Dinner With The Wrong Folks
Jesus calls a rotten tax collector and throws a dinner party with outcasts, showing the kingdom is for the sick, not the self-righteous.
2:13 Once again Jesus went out beside the lake. A large crowd came to him, and he began to teach them. 14 As he walked along, he saw Levi son of Alphaeus sitting at the tax collector’s booth. “Follow me,” Jesus told him, and Levi got up and followed him.
Jesus is teaching by the lake, crowds gathered to hear his words, when he spots someone who didn’t bother to show up for the sermon. Levi, the tax collector, is still in his booth, skimming coins and betraying his neighbors on behalf of Rome. In those days, tax collectors weren’t merely disliked—they were despised, seen as traitors worse than the Roman occupiers themselves. And yet Jesus calls him to follow.
Notice what Levi does to earn this honor: nothing. He doesn’t fight through a crowd. He doesn’t dig a hole in a roof. He doesn’t even raise his hand. He just sits there, rotten in his sin, and Jesus calls him anyway. First a paralyzed man who could do nothing; now a crooked man who would do nothing. Helplessness and rottenness—apparently that’s all you need for the kingdom. It’s almost laughable. But that’s the Gospel: it only works for losers, or at the very least, those who’ve lost. And Jesus makes sure to call him in full view of the crowd, right in the middle of his teaching—forcing everyone to see that even the people they hate most are included in his upside-down kingdom.
15 While Jesus was having dinner at Levi’s house, many tax collectors and sinners were eating with him and his disciples, for there were many who followed him. 16 When the teachers of the law who were Pharisees saw him eating with the sinners and tax collectors, they asked his disciples: “Why does he eat with tax collectors and sinners?”
17 On hearing this, Jesus said to them, “It is not the healthy who need a doctor, but the sick. I have not come to call the righteous, but sinners.”
If calling Levi wasn’t bad enough, Jesus goes to his house for dinner. Suddenly the guest list fills up with tax collectors and “sinners”—a catch-all label for the rotten, the immoral, the misfits you don’t want your kids around. Jesus doesn’t lecture them or demand they shape up first. He eats with them, reclines at their table, enjoys their company. And predictably, the religious leaders can’t handle it. A rabbi eating with sinners? Unthinkable.
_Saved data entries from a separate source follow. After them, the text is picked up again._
PR #731, opened 2020-07-21
[SDPA-4466] Added new var to capture robots meta from page header.

MdNadimHossain:
**JIRA issue:** Parent ticket - https://digital-engagement.atlassian.net/browse/SDPA-4457
                         Subtask - https://digital-engagement.atlassian.net/browse/SDPA-4466

### Issue
The grant nodes that get created during the feed, should not be indexed by google and also shouldn't get added to the sitemap.

### Changed

1. Added robotsMeta in the page-head.js to capture the robot's meta content from BE.
2. Added robotsMeta in tide-helper.js to render it the page header if it exists.

### Related PRs
FE PR Env link - ([Click Here](https://app-ripple-pr-731.lagoon.vicsdp.amazee.io/))
BE PR - https://github.com/dpc-sdp/tide_grant/pull/5
Content-vic PR for testing - https://github.com/dpc-sdp/content-vic-gov-au/pull/908 ([Env Link](https://nginx-php-content-vic-pr-908.lagoon.vicsdp.amazee.io/))

### Screenshots
When there is robot content - 
Screen Shot 2020-07-21 at 7 34 29 pm

When there is no robot content - 
Screen Shot 2020-07-21 at 7 35 30 pm

### DIFF
--- a/packages/ripple-nuxt-tide/lib/core/tide-helper.js
+++ b/packages/ripple-nuxt-tide/lib/core/tide-helper.js
@@ -128,7 +128,7 @@ export const getPageHeadConfig = ({
       { name: 'sitesection', content: siteSectionName },
       { name: 'content-type', content: pageType && pageType.replace('node--', '') },
       // Robots meta
-      robotsMeta ? { name: 'robots', content: robotsMeta } : ''
+      { name: 'robots', content: robotsMeta }
     ]
   }
 }
--- a/packages/ripple-nuxt-tide/lib/core/tide-helper.js
+++ b/packages/ripple-nuxt-tide/lib/core/tide-helper.js
@@ -128,7 +128,7 @@ export const getPageHeadConfig = ({
       { name: 'sitesection', content: siteSectionName },
       { name: 'content-type', content: pageType && pageType.replace('node--', '') },
       // Robots meta
-      { name: 'robots', content: robotsMeta }
+      robotsMeta ? { name: 'robots', content: robotsMeta } : ''
     ]
   }
 }
--- a/packages/ripple-nuxt-tide/lib/core/tide-helper.js
+++ b/packages/ripple-nuxt-tide/lib/core/tide-helper.js
@@ -90,7 +90,7 @@ export const stringToClass = (str) => {
  * @param {string} pageHead.imageAlt - Social sharing image alt text.
  * @param {string} pageHead.siteSectionName - Page site section name.
  * @param {string} pageHead.pageType - Page content type.
- * @param {string} pageHead.robotsNoIndex - Robots meta type.
+ * @param {string} pageHead.robotsMeta - Robots meta type.
  * @return {Object} pageHead, can be used in store tide/setPageHead.
  */
 export const getPageHeadConfig = ({
@@ -102,7 +102,7 @@ export const getPageHeadConfig = ({
   imageAlt,
   siteSectionName = '',
   pageType,
-  robotsNoIndex
+  robotsMeta
 }) => {
   return {
     htmlAttrs: {
@@ -128,7 +128,7 @@ export const getPageHeadConfig = ({
       { name: 'sitesection', content: siteSectionName },
       { name: 'content-type', content: pageType && pageType.replace('node--', '') },
       // Robots meta
-      robotsNoIndex ? { name: 'robots', content: robotsNoIndex } : ''
+      robotsMeta ? { name: 'robots', content: robotsMeta } : ''
     ]
   }
 }
--- a/packages/ripple-nuxt-tide/lib/core/tide-helper.js
+++ b/packages/ripple-nuxt-tide/lib/core/tide-helper.js
@@ -104,7 +104,7 @@ export const getPageHeadConfig = ({
   pageType,
   robotsMeta
 }) => {
-  return {
+  const head = {
     htmlAttrs: {
       lang: langcode
     },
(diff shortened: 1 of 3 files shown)


packages/ripple-nuxt-tide/lib/middleware/page-head.js
```diff
@@ -30,7 +30,8 @@ const tidePageHead = (context, pageData) => {
       siteSectionName: siteSection ? siteSection.name : '',
       image,
       imageAlt,
-      pageType: pageData.tidePage.type
+      pageType: pageData.tidePage.type,
+      robotsNoIndex: pageData.tidePage.appMetatag.robots
     }
 
     context.store.dispatch('tide/setPageHead', getPageHeadConfig(headData))
```
rubyllamadora, line 37: I can see this is being used in `tide.middleware.js`, do we need to update it in there or it's not used?

packages/ripple-nuxt-tide/lib/core/tide-helper.js
```diff
@@ -124,7 +126,9 @@ export const getPageHeadConfig = ({
       { name: 'twitter:image:alt', hid: 'hid:image:alt', content: imageAlt },
       // Custom page meta
       { name: 'sitesection', content: siteSectionName },
-      { name: 'content-type', content: pageType && pageType.replace('node--', '') }
+      { name: 'content-type', content: pageType && pageType.replace('node--', '') },
+      // Robots meta
+      robotsNoIndex ? { name: 'robots', content: robotsNoIndex } : ''
```
rubyllamadora, line 131: 👍

rubyllamadora: Do we have some unit test around this function? Sorry probably me unfamiliar with the process 😬

packages/ripple-nuxt-tide/lib/middleware/page-head.js
MdNadimHossain: Hey, @rubyllamadora I think for all the page header we are capturing the data here and if we want to handle these values differently for a pagetype then we do that in `tide.middleware.js`

packages/ripple-nuxt-tide/lib/core/tide-helper.js
MdNadimHossain: @rubyllamadora I don't think we have unit test placed for this function :disappointed:

packages/ripple-nuxt-tide/lib/core/tide-helper.js
```diff
@@ -100,7 +101,8 @@ export const getPageHeadConfig = ({
   image,
   imageAlt,
   siteSectionName = '',
-  pageType
+  pageType,
+  robotsMeta
```
tim-yao, line 105: Hey @MdNadimHossain Do you think we can pass all meta tags from page data as a property instead of specific one? So we don't need to add more properties in the future. This function was created by me in a quick code split task didn't consider too much on the function its self. And it's only used by packages/ripple-nuxt-tide/lib/middleware/page-head.js. Feel free to improve it.

packages/ripple-nuxt-tide/lib/core/tide-helper.js
tim-yao: Hey @MdNadimHossain @rubyllamadora I didn't add unit test for this one. But I should. Sorry for that. All the unit tests are in https://github.com/dpc-sdp/ripple/tree/master/packages/ripple-nuxt-tide/test/unit
And for tide-helper tests, all in https://github.com/dpc-sdp/ripple/blob/master/packages/ripple-nuxt-tide/test/unit/tide.test.js.

Can you add one for this in this PR? Cheers!

MdNadimHossain: @tim-yao @rubyllamadora I have added the test.

packages/ripple-nuxt-tide/lib/core/tide-helper.js
MdNadimHossain: Hey @tim-yao Correct me if I am wrong, but if we do that then we have to do the validation of them in the function itself. Now the validation is done for each of them in here `packages/ripple-nuxt-tide/lib/middleware/page-head.js` isn't it!

tim-yao: @MdNadimHossain yes, you are right. It's ok to keep it as it is then. No need to over engineering it.

packages/ripple-nuxt-tide/lib/core/tide-helper.js
```diff
@@ -124,7 +126,9 @@ export const getPageHeadConfig = ({
       { name: 'twitter:image:alt', hid: 'hid:image:alt', content: imageAlt },
       // Custom page meta
       { name: 'sitesection', content: siteSectionName },
-      { name: 'content-type', content: pageType && pageType.replace('node--', '') }
+      { name: 'content-type', content: pageType && pageType.replace('node--', '') },
+      // Robots meta
+      { name: 'robots', content: robotsMeta }
```
tim-yao, line 131: If no robots content, should we just not add it? @MdNadimHossain

MdNadimHossain: @tim-yao yes, the check was there but then I removed it thinking empty check at `page-head.js` will not add it, but yeah I have added the check again here like this - `robotsMeta ? { name: 'robots', content: robotsMeta } : ''`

But Jesus offers them a riddle: “It is not the healthy who need a doctor, but the sick. I have not come to call the righteous, but sinners.” They hear it as a dismissal: “I came for these lowlifes, not you.” But the joke’s on them. He’s doing this right in front of their noses, for their sake as much as for the sinners’. Because the truth is, both groups—the rotten and the self righteous—are sick. Both are bound by sin. And both need the doctor who has come not to congratulate the well but to take on their disease, succumb to the affliction of death, and in his resurrection bring healing to all.
Reflection Question
Who are the “wrong people” you assume Jesus would avoid—and how might that assumption be keeping you from seeing your own need for the doctor?